Can you get a home loan with a 5% deposit?

Some lenders will allow you to get a home loan with a 5% deposit, however, you may have to pay a higher interest rate than if you had a 20% deposit.

Additionally, you’ll be required to pay Lenders Mortgage Insurance (LMI). LMI is insurance that covers the lender’s losses should you no longer be able to make repayments, also known as a default. If you have anything less than a 20% deposit, you’ll be required to pay LMI. This is because you’re seen as a higher risk borrower and without this insurance policy, the lender is unlikely to lend to you.

LMI can be extremely costly. For an estimated property value of $800,000, with only a 5% deposit, you’d pay almost $35,000 in LMI, according to the Genworth LMI premium calculator.

If you’re a first home buyer and you’re struggling to build up a house deposit, but also don’t think you can afford LMI, there is another option available through the First Home Loan Deposit Scheme (FHLDS).

How does the First Home Loan Deposit Scheme work?

Launched at the start of 2020, the FHLDS is a Federal Government scheme designed to make it easier for first-home buyers to enter the housing market.

First-home buyers with at least a 5% deposit will not be required to pay LMI, with the government acting as a guarantor for the rest of the deposit. This money doesn’t go to the borrower, but is rather a guarantee the government will pay what is owed to the lender should the borrower default on the loan.

Only Australian citizens are eligible for the scheme with only 10,000 places available from July 1. For singles to be eligible their taxable income cannot exceed $125,000 per year. For couples, their joint taxable income cannot exceed $200,000, and they must both be first-home buyers. Couples must also either be in a de facto relationship or married. Applicants must also be owner-occupiers, not investors.

Should you buy a home with a 5% deposit?

Although the FHLDS sounds great in theory, there are some caveats. If you were looking at buying a home with an estimated property value of $800,000 with a 5% deposit, at an interest rate of 3% over 25 years, your total repayments would be $1,081,202. Your monthly repayments would be $3,604. With only a 5% deposit, you’d be required to pay $31,939 in LMI.

In contrast, if you were looking at buying a home with an estimated property value of $800,000 with a 20% deposit, at an interest rate of 3% over 25 years, your total repayments would be $938,938. Your monthly repayments would be $3,130.

So, buying the home with only a 5% deposit would see your monthly repayments would be $474 more than if you had a 20% deposit. If eligible for the FHLDS you wouldn’t have to pay LMI, but this would still cost you $142,264 more in interest payments. If you weren’t eligible for the FHLDS, you’d pay a whopping $174,203 more than if you had a 20% deposit.

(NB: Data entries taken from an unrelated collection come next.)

PR #701, opened 2022-08-05
Test rarfile on Windows

adamjstewart:
https://github.com/markokr/rarfile/issues/72


adamjstewart:
No idea why this works for all versions of Python except 3.7. I'm pretty stumped on this one. If we can't figure it out, we may have to wait until we drop Python 3.7 support.

adamjstewart:
My best guess is that this has something to do with the fact that we are using Conda with Python 3.7 on Windows. It may be time to stop testing this.

isaaccorley (approved):
lgtm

Both these oversimplified examples also assume interest rates don’t rise at any point throughout the life of the loan. Interest rates are the lowest they’ve ever been and the Reserve Bank has said it won’t raise the cash rate until at least 2023. However, interest rates are almost certain to rise at some point in the next 25 years, which would see this margin increase even further.

It’s recommended you save up a 20% deposit to pay less interest overall and avoid LMI, but this may mean you have to put off your dream of buying a home for a few years. If you still aren’t confident you can save a 20% deposit, consider getting to at least a 10% deposit. This would lower both the interest paid over the life of the loan and the LMI you’re required to pay.